I certainly stirred up some people when I said that some little white lies are appropriate-necessary, in fact! I received a few comments on that, I can tell you!! So before I get to the rest of the blog, I need to return to the little porky pie (lie) scenario. I stand my ground; certain tiny lies are required-depending on the situation.

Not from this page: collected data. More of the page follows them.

PR #9453, opened 2019-05-28
PR: Enable line stripping by default

impact27:
## Description of Changes

I missed this before the merging of https://github.com/spyder-ide/spyder/pull/8734

### Issue(s) Resolved

Fixes #

### Affirmation

### DIFF
--- a/spyder/plugins/editor/widgets/codeeditor.py
+++ b/spyder/plugins/editor/widgets/codeeditor.py
@@ -686,7 +686,7 @@ class CodeEditor(TextEditBaseWidget):
                      color_scheme=None,
                      wrap=False,
                      tab_mode=True,
-                     strip_mode=False,
+                     strip_mode=True,
                      intelligent_backspace=True,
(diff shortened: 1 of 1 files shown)


ccordoba12:
I'm not sure if this is the right thing to do because it could be confusing to newbies.

@bcolsen, @goanpeca, what do you think about this?

bcolsen:
> I'm not sure if this is the right thing to do because it could be confusing to newbies.

I agree that it might be confusing having white space removed without an explicit command. Even the the removal of the automatic indentation on blank line makes it more difficult to to insert new code into those spaces later on.

In general I would categorize this as a code style feature, and I personally I don't think that code style features should be on by default. Programming is already too picky for the average person so we shouldn't make it even more picky.

goanpeca:
Yes, I agree that this might be too unexpected for newbies :-|

ccordoba12:
Thanks for the input guys. Sorry @impact27 but this could really be a lot for newbies.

For example: you go shopping with a friend, and she tries on a dress that makes her look like an elephant in a tutu. Do you tell her that? Not if you want to keep her as a friend! You might say something like "let's look at a few more; perhaps you'll find something you like a lot" - or something similar. Or-you are shopping with a friend (another one) who has legs like tree trunks, and wants to buy a mini skirt-and she is about 65 years old, and looks like she applies her makeup with a trowel (the Joan Collins look: not just mutton dressed as lamb, but 80 trying desperately to look like she is 30- yuck!!). Do you tell her that she looks like an old porker? Not unless you want the inevitable black eye for the suggestion-you mumble that she would look younger in black/white/red/a black plastic bag- or whatever.

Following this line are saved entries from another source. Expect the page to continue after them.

PR #9485, opened 2019-06-01
PR: Use file contents to decide when to autosave

### LINKED ISSUE #9265: Autosaves are created for unmodified files and not removed on close with split Editor panes

jitseniesen:
## Description of Changes

This PR changes the autosave system so that it uses the file contents to decide whether to autosave or not. Currently, we use Qt's `textChanged` to see whether the user made any changes since the last autosave, and if yes, we autosave. It turns out that this leads to a lot of false positives. Running the highlighter emits `textChanged`, as does splitting the editor window. This leads to files being autosaved needlessly and possibly to user confusion when the user is asked whether to recover from these unnecessary autosave files. We can guard against this, but I think the design is quite fragile. In particular, if a user makes an edit and then undoes the edit, it will count as a change for the autosave system and I don't see a good way to detect this.

Here, I try a different approach: Spyder compares the contents of the editor against the contents of the file on disk and autosaves if they are different. The logic is in commit a079e6b. Spyder stores the hash of the file contents on disk so that they don't need to be read in again. A disadvantage of this approach is that we have to compute the hash of the contents of the editor whenever the autosave system fires (by default, once a minute). This may take some time when editing large files (I did not test this, but I guess it may be noticeable for files of 100 MB or more). However, I guess that other parts of Spyder are also problematic for such large files.

Additionally, this PR moves ownership of the autosave data from EditorStack level to plugin level (commit 
9c31c23). This ensures that when the user splits the editor pane, the autosave data in the EditorStacks are synchronized.

* [x] Included a screenshot or animation (if affecting the UI, see [Licecap](https://www.cockos.com/licecap/)) **N/A**

### Issue(s) Resolved

Fixes #9265

### Affirmation

I certify the above statement is true and correct: Jitse Niesen

### DIFF
--- a/spyder/plugins/editor/widgets/editor.py
+++ b/spyder/plugins/editor/widgets/editor.py
@@ -199,7 +199,6 @@ class FileInfo(QObject):
     def text_changed(self):
         """Editor's text has changed"""
         self.default = False
-        self.editor.document().changed_since_autosave = True
         self.text_changed_at.emit(self.filename,
                                   self.editor.get_position('cursor'))
 
@@ -1753,7 +1752,6 @@ class EditorStack(QWidget):
                                  finfo.filename, finfo.filename)
 
             finfo.editor.document().setModified(False)
-            finfo.editor.document().changed_since_autosave = False
             self.modification_changed(index=index)
             self.analyze_script(index)
 
@@ -2238,7 +2236,6 @@ class EditorStack(QWidget):
         position = finfo.editor.get_position('cursor')
         finfo.editor.set_text(txt)
         finfo.editor.document().setModified(False)
-        finfo.editor.document().changed_since_autosave = False
         self.autosave.file_hashes[finfo.filename] = hash(txt)
         finfo.editor.set_cursor_position(position)
 
@@ -2330,7 +2327,6 @@ class EditorStack(QWidget):
         if cloned_from is None:
             editor.set_text(txt)
             editor.document().setModified(False)
-            editor.document().changed_since_autosave = False
         finfo.text_changed_at.connect(
             lambda fname, position:
             self.text_changed_at.emit(fname, position))
--- a/spyder/plugins/editor/widgets/editor.py
+++ b/spyder/plugins/editor/widgets/editor.py
@@ -1514,7 +1514,7 @@ class EditorStack(QWidget):
                 self.set_stack_index(new_index)
 
             self.add_last_closed_file(finfo.filename)
- 
+
             if finfo.filename in self.autosave.file_hashes:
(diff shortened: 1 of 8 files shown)


jitseniesen:
Don't merge just yet, I realized something I need to check when writing the above.

jitseniesen:
This is now ready for review.

spyder/plugins/editor/widgets/editor.py
```diff
@@ -1668,6 +1666,19 @@ def save_if_changed(self, cancelable=False, index=None):
...
+        """Compute hash of contents of editor.
+
+        Args:
+            fileinfo: FileInfo object associated to editor whose hash needs
+                to be computed.
+
+        Returns:
+            int: computed hash.
+        """
+        txt = to_text_string(fileinfo.editor.get_text_with_eol())
```
ccordoba12: There's no need to use `to_text_string` here because `get_text_with_eol` returns text in unicode.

My best white lie example comes from the time when my neighbor, Crazy Carol (of the eyeball searing yellow and Chernobyl green walls) invited me to her flat for lunch. It was God-awful; I mean, I wouldn't serve it to my dog. I wouldn't serve it to anybody's dog-the poor thing would probably bite me. All the way through lunch, Carol kept saying how gorgeous it all was: "if I do say so myself", she kept saying, looking sideways at me for a compliment. What was I going to do: tell the truth and say that she should stick to microwave meals and takeaway? I finally said "mmm, lovely"- which she took as approval, but which I meant as-well, lovely could mean anything, from the trees outside to one of her plastic ducks hanging crookedly on the wall. Needless to say, she kept inviting me back, and I kept being very, very busy. Besides, she makes coffee that could peel the paint off my walls. I'd rather have-Kettle Chips.
Now, that should be enough to explain "little white lies". I do NOT mean anything earth shattering, or "I sent that three weeks ago", when it is still sitting on your desk-that is just plain rude. Or-of course I'm not having an affair-which could get you killed.
Now to jingoism and xenophobia: you guessed it, I'm taking a potshot at the Olympics. The Brits, never to take failure without making feeble excuses and slandering their competition, have been saying that a lot of gold medal winners are drug taking. Of course, this only applies to the American and Chinese teams-who, coincidentally, are well ahead in the medals table. Yesterday I went to our little mindfulness meeting: four of us meet once a month to keep up with the meditation we learned several months ago. Inevitably, we talked about the Olympics. I naturally support Team USA-and I am being very patriotic when I say that I hope our team creams everybody else!!
Out came the comments that Britain has the best athletes, and, of course, other people are the ones who win by taking drugs. Who would that be? I asked. Well, Lance Armstrong couldn't possibly win unless he took drugs, since cycling is full of drug-taking. Oh, I said, then Bradley Wiggins, who just won his first Tour de France, must be taking drugs. I got a very snappy reply: of course not, cycling is in his genes. Yeah, right? And Bolt, I said, must be on drugs to be able to run so fast. And what about the rowers? Well-I gave as good as I got (I usually do). And I said that the Brits are worse winners than they are losers-and they are very poor losers. They have no grace, only excuses.
Well-we agreed to differ, and we were all fine at the end-even Jane, who is Austrian, and took my side. Jane is returning to Austria after many years here in Britain. We started to talk about her decision to return home-she seemed unsure, and I turned to her and said that she could always change her mind and come back. I said that she should follow her heart, and if she made a mistake, she could just change her mind and return, that she would always be welcome. She gave me a big smile-I think I said the right thing.
I tend to listen well to other people-and to give pretty good advice (which I wish I would take-I would be so much better off if I listened to myself!!)-and, for some reason, people tend to confide in me and ask for advice, so I'm very careful to ask them first what they think. I don't ever want to tell someone something and then find out later on down the road that I gave them a load of rubbish!!
I think I missed my true vocation: agony aunt and motivational speaker!!